One day, Francesca’s mother Mia won’t get out of bed. Francesca, her brother Luca, and her father aren’t sure what to do when she remains in bed day after day, suffering from acute depression. Francesca finds herself dealing with her problems without guidance from her once vivacious mother.

As Francesca finds unlikely friends in the Sebastian boys and "psycho girls," she learns more about herself and her mother. She and the new Sebastian girls stage protests and write petitions to the teachers asking for more girl-boy equality. She also finds an unlikely friend (or maybe more!) in the annoying Will Trombal.

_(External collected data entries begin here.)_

PR #1158, opened 2021-07-23
remove any '/' trailer from the ExposedRegistryPath (konveyor#1154)

vlours:


sseago (approved):
@djwhatle Since we're already silently removing invalid content from the beginning of the path ("https://", etc.), doing the same with a trailing "/" seems to be consistent with this behavior. I don't know that we need validation here unless we also want to validate the whole path -- essentially requiring that this consists of *only* a valid host/domain name with an optional port.

pranavgaikwad (approved):

PR #1159, opened 2021-07-27
State Transfer API Changes

pranavgaikwad:
This PR introduces two API changes: 

1. MigPlan - Introduces new fields to provide list of included resources in the Backup and an optional Label Selector

2. DirectVolumeMigration - Introduces new fields for TargetName on each PVC

### DIFF
--- a/pkg/apis/migration/v1alpha1/directvolumemigration_types.go
+++ b/pkg/apis/migration/v1alpha1/directvolumemigration_types.go
@@ -26,11 +26,17 @@ import (
 
 type PVCToMigrate struct {
 	*kapi.ObjectReference `json:",inline"`
-	TargetStorageClass    string                            `json:"targetStorageClass"`
-	TargetAccessModes     []kapi.PersistentVolumeAccessMode `json:"targetAccessModes"`
-	TargetNamespace       string                            `json:"targetNamespace,omitempty"`
-	TargetName            string                            `json:"targetName,omitempty"`
-	Verify                bool                              `json:"verify,omitempty"`
+	// TargetStorageClass storage class of the migrated PVC in the target cluster
+	TargetStorageClass string `json:"targetStorageClass"`
+	// TargetAccessModes access modes of the migrated PVC in the target cluster
+	TargetAccessModes []kapi.PersistentVolumeAccessMode `json:"targetAccessModes"`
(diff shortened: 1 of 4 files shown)


pkg/apis/migration/v1alpha1/directvolumemigration_types.go
```diff
@@ -29,6 +29,7 @@ type PVCToMigrate struct {
 	TargetStorageClass    string                            `json:"targetStorageClass"`
 	TargetAccessModes     []kapi.PersistentVolumeAccessMode `json:"targetAccessModes"`
 	TargetNamespace       string                            `json:"targetNamespace,omitempty"`
+	TargetName            string                            `json:"targetName,omitempty"`
```
shawn-hurley, line 32: I would like to see a comment or something here that explains usage, as it appears we have some helper.

It also appears that this is not optional, I believe that we must mark it as such.

pkg/apis/migration/v1alpha1/migplan_types.go
```diff
@@ -90,6 +90,12 @@ type MigPlanSpec struct {
 
 	// If set True, disables direct volume migrations.
 	IndirectVolumeMigration bool `json:"indirectVolumeMigration,omitempty"`
+
+	// IncludedResources optional list of included resources in Velero Backup
+	IncludedResources []*metav1.GroupKind `json:"includedResources,omitempty"`
```
shawn-hurley, line 95: These must be optional as well, can we document what the default values are for this?

pkg/apis/migration/v1alpha1/migplan_types.go
```diff
@@ -90,6 +90,12 @@ type MigPlanSpec struct {
...
+
+	// LabelSelector optional label selector on the included resources in Velero Backup
+	LabelSelector *metav1.LabelSelector `json:"labelSelector,omitempty"`
```
shawn-hurley, line 98: These must be optional as well, I would also document what happens when this is not added.

shawn-hurley (approved):
I believe that all of these fields must be marked optional, and I believe that more documentation on usage will be helpful

shawn-hurley (changes requested):
wrong selection sorry

alaypatel07 (approved):
VISIACK

shawn-hurley (approved):
LGTM

PR #1163, opened 2021-08-02
Swap v1beta1 for v1 crds in preparation for OCP 4.9 release

djwhatle:
Implementation of [dual-stream v1beta1 removal approach ](https://github.com/konveyor/enhancements/tree/master/enhancements/crane-1.x/crd-v1beta1-removal/crd-v1beta1-removal-dual-stream) 

Adds v1 CRDs, replacing v1beta1 CRDs.

Once merged, mig-controller will no longer be runnable on OCP version 4.5-, but will work on OCP 4.9.

Related mig-operator PR: https://github.com/konveyor/mig-operator/pull/722

PR #1167, opened 2021-08-06
Version match warning: allow for mixed versions of 1.5.1 and 1.6.x for dual-version scheme

djwhatle:
**Changes**:
- Don't warn the user of mismatched versions if they're using a supported combo like 1.5.1 and 1.6.x.
- Continue to not warn users when they have an exact version match

**Example of 1.6.1 (mocked) and 1.5.1 (mocked) being allowed without warning.**

image

**Example of 1.4.3 (mocked) and 1.6.1 (mocked) triggering a warning, as user should upgrade their older 1.4.3 install**

image

This is related to work being done in #1163

### DIFF
--- a/pkg/controller/migcluster/validation.go
+++ b/pkg/controller/migcluster/validation.go
@@ -7,6 +7,7 @@ import (
 	"net/http"
 	"net/url"
 	"path"
+	"strconv"
 	"strings"
 	"time"
 
@@ -439,9 +440,12 @@ func (r ReconcileMigCluster) validateOperatorVersionMatchesHost(ctx context.Cont
 		return nil
 	}
 
+	// Check for exact operator version match
 	operatorVersionMatchesHost := clusterOperatorVersion == hostOperatorVersion
+	// Check for known supported inexact version mix, e.g. 1.5.1+ and 1.6.x
+	isCrossCompatible, _ := r.isCrossVersionCompatible(clusterOperatorVersion, hostOperatorVersion)
 
-	if !operatorVersionMatchesHost {
+	if !operatorVersionMatchesHost && !isCrossCompatible {
 		cluster.Status.SetCondition(migapi.Condition{
 			Type:     OperatorVersionMismatch,
 			Status:   True,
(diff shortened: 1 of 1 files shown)


ibolton336 (approved):
Tested & looks good to me!

sseago (commented):
So I had a couple questions here -- do we really allow any 1.6 with any 1.5.1+ -- i.e. is a 1.5.1 control cluster OK with a 1.6 src or dest cluster, or does the control cluster have to be at least as new as source or destination clusters? Do we care whether the destination cluster is 1.5.z, or is it only source clusters that can be on legacy versions? Also, if both clusters are 1.6 or later, do we require clusters to match, or is it OK for 1.6.0 and 1.9.z (in any combination_ to interact?

sseago:
@djwhatle Ahh, yes. I did misread the conditionals here. I see that the only mismatching allowed is when one cluster is 1.5.z and the other is 1.6 or newer. But currently we don't care whether it's the control cluster that's newer or the remote cluster. I don't know whether we need to tighten this up or not. But yeah, on the migrating from new to old velero problem, that would probably need to be a migplan validation, since on the migcluster list we don't know what cluster is expected to be used as a src vs. destination, etc. So I'm assuming that in the 1.6.0 time frame we don't really expect much velero version skew. 1.5.1+1.6.0 would be 1.6.2 and 1.6.3. Maybe 1.5.2 moves up to 1.6.3, but I don't imagine that we'll get velero 1.7 in time to put that into MTC 1.6. Since the difference between Velero 1.6.2 and 1.6.3 is really just the availability of v1 CRDs, migrating either direction shouldn't really be a problem here.

djwhatle:
> But currently we don't care whether it's the control cluster that's newer or the remote cluster. I don't know whether we need to tighten this up or not. 

There's one scenario I can think of where a user might want to do this: if they must migrate from OCP 3.11 to 4.9, and for network reasons they have to use OCP 3.11 as their control cluster. 

> on the migrating from new to old velero problem, that would probably need to be a migplan validation, since on the migcluster list we don't know what cluster is expected to be used as a src vs. destination, etc.

+1, maybe we can add this if we see breaking changes coming down the pipe in Velero Backup format?

sseago:
@djwhatle If we expect 1.5.1 control clusters with 1.6 remote clusters, we'll want to cherry-pick this change to release-1.5.1 right? (or would this go into 1.5.2 in parallel with the 1.6.0 release?) Either way, by the time a user has 1.6 remote clusters, if we intend to support 1.5 control clusters with them, we'll probably want the validation relaxed there as well.

PR #1173, opened 2021-08-19
Velero resource inclusion for State Transfer

pranavgaikwad:


pkg/controller/migmigration/backup.go
```diff
@@ -42,14 +44,20 @@ func (t *Task) ensureInitialBackup() (*velero.Backup, error) {
...
+		return nil, liberr.Wrap(err)
+	}
 
 	newBackup.Labels[migapi.InitialBackupLabel] = t.UID()
 	newBackup.Labels[migapi.MigMigrationDebugLabel] = t.Owner.Name
 	newBackup.Labels[migapi.MigPlanDebugLabel] = t.Owner.Spec.MigPlanRef.Name
 	newBackup.Labels[migapi.MigMigrationLabel] = string(t.Owner.UID)
 	newBackup.Labels[migapi.MigPlanLabel] = string(t.PlanResources.MigPlan.UID)
 	newBackup.Spec.IncludedResources = toStringSlice(settings.IncludedInitialResources.Difference(toSet(t.PlanResources.MigPlan.Status.ExcludedResources)))
+	newBackup.Spec.IncludedResources = append(newBackup.Spec.IncludedResources, userIncludedResources...)
```
sseago, line 58: Note that the default value for IncludedInitialResources is an empty list, meaning all resources. If you add something here, it's essentially a subtraction, saying "everything not returned by `getUserIncludedResourceList` is excluded.

pkg/controller/migmigration/backup.go
```diff
@@ -121,7 +142,7 @@ func (t *Task) ensureStageBackup() (*velero.Backup, error) {
 	newBackup.Labels[migapi.MigPlanLabel] = string(t.PlanResources.MigPlan.UID)
 	var includedResources mapset.Set
 
-	if t.indirectImageMigration() || Settings.DisImgCopy {
+	if t.indirectImageMigration() || Settings.DisImgCopy || !t.Owner.IsStateMigration() {
```
sseago, line 145: This logic seems wrong. Before the change, we exclude imagestreams in stage backupif we're doing DIM *or* we're disabling image copy -- we don't want imagestreams for DIM because they're handled by the DIM controller, unless we're disabling image copy, in which case we need them to create the placeholder (empty) imagestream. With this change we'll always include imagestreams in stage backup for non-state-migration migrations, including regular DIM migrations where they should be included (or we'll be doing both direct and indirect image copy).

pranavgaikwad: @sseago Thanks for pointing that out... looks like we should be ANDing instead of ORing

sseago: @pranavgaikwad what is the intended behavior here -- i.e. how should a stage backup for state transfer differ from a stage backup for a regular migration? how should an initial backup for state transfer differ from an initial backup for state transfer?

pranavgaikwad: @sseago we just want to exclude images from the Stage Backup

pkg/controller/migmigration/backup.go
```diff
@@ -89,6 +97,19 @@ func (t *Task) getInitialBackup() (*velero.Backup, error) {
 	return t.getBackup(labels)
 }
 
+func (t *Task) getUserIncludedResourceList(srcClient compat.Client) ([]string, error) {
+	resources := []string{}
+	includedResources := t.PlanResources.MigPlan.Spec.IncludedResources
+	for _, res := range includedResources {
+		resMapper, err := srcClient.RESTMapper().RESTMapping(schema.GroupKind{Group: res.Group, Kind: res.Kind})
+		if err != nil {
+			return resources, err
```
alaypatel07, line 106: you probably want to aggregate errors here?

One GVK erroring out will stop the processing of all the GVK's below

alaypatel07 (approved):
Added a comment, LGTM otherwise

pkg/controller/migmigration/backup.go
pranavgaikwad: @alaypatel07 This is intentional. Since affects backup, we want to fail as soon as there is an error found.

pranavgaikwad: @alaypatel07 as we disussed offline, we will be aggregating errors here so that all GVKs will be processed at once.

sseago (approved):

alaypatel07 (approved):
ACK

PR #1174, opened 2021-08-20
Remove distinct cluster validation to allow intra-cluster state migrations

pranavgaikwad:
This PR removes the same cluster validation to allow intra-cluster migrations. We will be adding more validations to add warnings on corner cases such as Namespace collision, resource collision within the same namespace etc.

### DIFF
--- a/pkg/controller/directvolumemigration/validation.go
+++ b/pkg/controller/directvolumemigration/validation.go
@@ -2,7 +2,6 @@ package directvolumemigration
 
 import (
 	"context"
-	"reflect"
 
 	liberr "github.com/konveyor/controller/pkg/error"
 	migapi "github.com/konveyor/mig-controller/pkg/apis/migration/v1alpha1"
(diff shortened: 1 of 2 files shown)


alaypatel07 (approved):
ACK

sseago (approved):
This looks fine, but as mentioned in the comments, with this change, we absolutely need additional namespace validation when src and dest cluster are the same.

Basically, when src and dest cluster are the same, `MigPlan.GetSourceNamespaces()` must have no overlap with `MigPlan.GetDestinationNamespaces()`, but this comparsion must only be done when src and dest clusters are identical. When they are different, we expect to see the same namespaces in both.

pranavgaikwad:
@sseago Thanks for the inputs. Yes, we are currently relaxing this for the sake of state migrations. I am speaking with Erik to see whether we can add validations in 1.6 itself.

PR #1176, opened 2021-08-23
Bug 1936894: Reconcile the plan when a hook change is made

jmontleon:


pkg/controller/migplan/predicate.go
```diff
@@ -85,6 +85,19 @@ func (r PlanPredicate) mapRefs(plan *migapi.MigPlan) {
 			Name:      ref.Name,
 		})
 	}
+
+	// hooks
+	for _, hook := range plan.Spec.Hooks {
```
djwhatle, line 90: Needs a matching section in the `unmapRefs` function to handle the case where reference to a hook is removed: the MigPlan should no longer reconcile in response to MigHook change.

jmontleon: Thank you. I'll fix it.

jmontleon: Should be fixed, I believe.

djwhatle (approved):
VISACK

PR #516, opened 2025-10-22
fix: align  inline and independent testing reduction percentages

### LINKED ISSUE #505: [BUG] Size Reduction metric differs between in-line and independent testing for the same test file
For the same test file and the same configuration, the size reduction metric output is different between in-line and independent testing flows

To reproduce:
- Create default COVID configuration if not already created
- Run in-line testing with test file (36%)
- Run independent testing with test file (44%)

fzhao99:
# 🔀 PULL REQUEST

## 💡 Summary
Tweaks the way we're processing files fed into the reduction percentage calculation in order to get independent and inline reduction percentages to match. Adds some tests to make sure things match with the test file.

## 🔗 Related Issue

Fixes #505 and #521
- #505 
- #521

## ✅ Acceptance Criteria
- [ ] Percentages between the inline and independent testing reduction outputs should match 

## 🧪 How to test
- Run the test file between the two flows of the app
- Check that the outputted percentages match

### DIFF
--- a/refiner/app/core/config.py
+++ b/refiner/app/core/config.py
@@ -47,6 +47,5 @@ ENVIRONMENT: dict[str, str] = {
     "AWS_ACCESS_KEY_ID": _get_env_variable("AWS_ACCESS_KEY_ID"),
     "AWS_SECRET_ACCESS_KEY": _get_env_variable("AWS_SECRET_ACCESS_KEY"),
     "AWS_REGION": _get_env_variable("AWS_REGION"),
-    "S3_ENDPOINT_URL": _get_env_variable("S3_ENDPOINT_URL"),
     "S3_UPLOADED_FILES_BUCKET_NAME": _get_env_variable("S3_UPLOADED_FILES_BUCKET_NAME"),
 }
--- a/refiner/app/services/aws/s3.py
+++ b/refiner/app/services/aws/s3.py
@@ -19,7 +19,9 @@ s3_client = boto3.client(
     region_name=ENVIRONMENT["AWS_REGION"],
     aws_access_key_id=ENVIRONMENT["AWS_ACCESS_KEY_ID"],
     aws_secret_access_key=ENVIRONMENT["AWS_SECRET_ACCESS_KEY"],
-    endpoint_url=os.getenv("S3_ENDPOINT_URL"),
+    endpoint_url=os.getenv(
+        "S3_ENDPOINT_URL"
+    ),  # Only needed for local dev to connect to localstack
     config=config,
 )
 


client/src/pages/Testing/RunTest.tsx
```diff
@@ -63,6 +63,7 @@ export function RunTest({
         <span>
           To download test files for some conditions you can
           <a
+            target="_blank"
```
fzhao99: decided to add this one liner to [fix this](https://app.zenhub.com/workspaces/dibbs-ecr-refiner-67ddd053d70b9f000ffbb542/issues/gh/cdcgov/dibbs-ecr-refiner/521)

refiner/app/api/v1/configurations.py
```diff
@@ -1151,21 +1151,26 @@ async def run_configuration_test(
 
     # STEP 5:
     # construct and return the final response
-    original_unrefined_eicr = strip_comments(normalize_xml(original_xml_files.eicr))
-    matched_condition_refined_eicr = strip_comments(normalize_xml(refined_eicr_str))
+    stripped_unrefined_eicr = strip_comments(original_xml_files.eicr)
+    normalized_stripped_original_ecr = normalize_xml(stripped_unrefined_eicr)
```
jakewheeler: I'm finding this naming a little confusing since we go from calling it `unrefined` to `original` (and also `ecr` but I think that's probably a typo ). We should pick one and stick with it.

Also, any reason not to do the stripping and normalizing in one line? I think it was probably that way before since we don't actually make use of the stripped output on its own anywhere. If we want to keep it as is that's also fine. Just two things to name instead of one 😂

refiner/app/api/v1/demo.py
```diff
@@ -129,21 +129,11 @@ async def demo_upload(
...
-            xml_files=original_xml_files,
-            jurisdiction_id=jd,
-        )
-    except Exception as e:
-        logger.error("Error in the independent testing flow", extra={"error": str(e)})
-        raise HTTPException(
-            status_code=status.HTTP_500_INTERNAL_SERVER_ERROR,
-            detail=GENERIC_SERVER_ERROR,
-        )
-
```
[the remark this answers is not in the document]
jakewheeler: 🤣 no problem!

refiner/app/api/v1/configurations.py
```diff
@@ -1151,21 +1150,23 @@ async def run_configuration_test(
 
     # STEP 5:
     # construct and return the final response
-    original_unrefined_eicr = strip_comments(normalize_xml(original_xml_files.eicr))
-    matched_condition_refined_eicr = strip_comments(normalize_xml(refined_eicr_str))
+    formatted_unrefined_eicr = strip_comments(normalize_xml(original_xml_files.eicr))
+    formatted_refined_eicr = strip_comments(
+        normalize_xml(refined_document.refined_eicr)
```
jakewheeler: 🎯

refiner/app/services/testing.py
```diff
@@ -193,7 +193,7 @@ async def independent_testing(
         sections_to_include = None
 
         refined_eicr_str = refine_eicr(
-            xml_files=XMLFiles(xml_files.eicr, xml_files.rr),
+            xml_files=xml_files,
```
jakewheeler: 🧠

The supporting cast is full of charm, and you’ll find members of your own high school in this group of fictional Australian students. Everyone knows Justine Kalinsky, the sweet but dorky accordionist who has a crush on a boy on her bus, known only as Tuba Boy. We’ve all met a Will Trombal, who seems to be a horrible cad until we really get to know him. All the characters are completely loveable and fun.

SAVING FRANCESCA is a great novel. Personally, I think it is better than Melina Marchetta’s first novel, LOOKING FOR ALIBRANDI. Filled with funny and rich characters, and just enough romance, SAVING FRANCESCA is a real winner.